== Collected data entries ==

PR #1581, opened 2023-06-19
Create COMMUNITY.md

wuqiao:
Create a new community role member introduction

## Brief change log

*(For example:)*
  - *Add the 'scan.startup.mode' configuration to the ArcticScanContext in the flink modules*
  - *The flink 1.12 and 1.14 versions are affected.*
  - *Add the documentation in the flink chapter*

## How was this patch tested?

## Documentation


zhoujinsong:
I'm wondering if it's appropriate to directly place this document in the root directory of the project repository. Is this a common practice? Or should we manage it as part of our official website and release it on the website?

zhoujinsong:
This document will be placed into the new official website project.

PR #1599, opened 2023-06-21
[ARCTIC-1378] Incorrect data synchronization caused the data of the arctic base table to be overwritten

### LINKED ISSUE #1378: [Bug]: Incorrect data synchronization caused the data of the arctic base table to be overwritten
### What happened?

The arctic base table was overwritten due to incorrect data synchronization after an empty hive table was upgraded to an arctic table. Because empty hive tables don't have full 'table.partition-properties' when upgraded, But we need 'hive-location' and 'transient-time' in 'table.partition-properties' to decide if we want to sync our data

### Affects Versions

0.4.0

_No response_

### How to reproduce

_No response_

### Relevant log output

_No response_

### Anything else

_No response_

### Code of Conduct

hameizi:
resolve #1378

## Brief change log

Set partition properties for all partitions even if there are no files under the partition when upgrading a Hive table to an Arctic table.

## How was this patch tested?

## Documentation

### DIFF
--- a/hive/src/main/java/com/netease/arctic/hive/utils/UpgradeHiveTableUtil.java
+++ b/hive/src/main/java/com/netease/arctic/hive/utils/UpgradeHiveTableUtil.java
@@ -18,18 +18,24 @@
 
 package com.netease.arctic.hive.utils;
 
+import com.google.common.annotations.VisibleForTesting;
 import com.netease.arctic.hive.HMSClientPool;
 import com.netease.arctic.hive.HiveTableProperties;
 import com.netease.arctic.hive.catalog.ArcticHiveCatalog;
 import com.netease.arctic.hive.table.SupportHive;
+import com.netease.arctic.hive.table.UnkeyedHiveTable;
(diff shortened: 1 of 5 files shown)


hive/src/main/java/com/netease/arctic/hive/utils/UpgradeHiveTableUtil.java
```diff
@@ -136,6 +143,7 @@ private static void hiveDataMigration(
       }
     }
     HiveMetaSynchronizer.syncHiveDataToArctic(arcticTable, arcticHiveCatalog.getHMSClient());
+    fillPartitionProperties(arcticTable, arcticHiveCatalog, hiveTable);
```
zhoujinsong, line 146: May need to reload `hiveTable` after `HiveMetaSynchronizer#syncHiveDataToArctic` is called.

zhoujinsong:
@hameizi  Did you reproduce the issue locally and validate that it has indeed been fixed with the new code?

zhoujinsong (approved):
LGTM.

== Goal of the exercise ==
Repeat every record, exactly as written.

== Written response ==
PR #1581, opened 2023-06-19
Create COMMUNITY.md

wuqiao:
Create a new community role member introduction

## Brief change log

*(For example:)*
  - *Add the 'scan.startup.mode' configuration to the ArcticScanContext in the flink modules*
  - *The flink 1.12 and 1.14 versions are affected.*
  - *Add the documentation in the flink chapter*

## How was this patch tested?

## Documentation


zhoujinsong:
I'm wondering if it's appropriate to directly place this document in the root directory of the project repository. Is this a common practice? Or should we manage it as part of our official website and release it on the website?

zhoujinsong:
This document will be placed into the new official website project.

PR #1599, opened 2023-06-21
[ARCTIC-1378] Incorrect data synchronization caused the data of the arctic base table to be overwritten

### LINKED ISSUE #1378: [Bug]: Incorrect data synchronization caused the data of the arctic base table to be overwritten
### What happened?

The arctic base table was overwritten due to incorrect data synchronization after an empty hive table was upgraded to an arctic table. Because empty hive tables don't have full 'table.partition-properties' when upgraded, But we need 'hive-location' and 'transient-time' in 'table.partition-properties' to decide if we want to sync our data

### Affects Versions

0.4.0

_No response_

### How to reproduce

_No response_

### Relevant log output

_No response_

### Anything else

_No response_

### Code of Conduct

hameizi:
resolve #1378

## Brief change log

Set partition properties for all partitions even if there are no files under the partition when upgrading a Hive table to an Arctic table.

## How was this patch tested?

## Documentation

### DIFF
--- a/hive/src/main/java/com/netease/arctic/hive/utils/UpgradeHiveTableUtil.java
+++ b/hive/src/main/java/com/netease/arctic/hive/utils/UpgradeHiveTableUtil.java
@@ -18,18 +18,24 @@
 
 package com.netease.arctic.hive.utils;
 
+import com.google.common.annotations.VisibleForTesting;
 import com.netease.arctic.hive.HMSClientPool;
 import com.netease.arctic.hive.HiveTableProperties;
 import com.netease.arctic.hive.catalog.ArcticHiveCatalog;
 import com.netease.arctic.hive.table.SupportHive;
+import com.netease.arctic.hive.table.UnkeyedHiveTable;
(diff shortened: 1 of 5 files shown)


hive/src/main/java/com/netease/arctic/hive/utils/UpgradeHiveTableUtil.java
```diff
@@ -136,6 +143,7 @@ private static void hiveDataMigration(
       }
     }
     HiveMetaSynchronizer.syncHiveDataToArctic(arcticTable, arcticHiveCatalog.getHMSClient());
+    fillPartitionProperties(arcticTable, arcticHiveCatalog, hiveTable);
```
zhoujinsong, line 146: May need to reload `hiveTable` after `HiveMetaSynchronizer#syncHiveDataToArctic` is called.

zhoujinsong:
@hameizi  Did you reproduce the issue locally and validate that it has indeed been fixed with the new code?

zhoujinsong (approved):
LGTM.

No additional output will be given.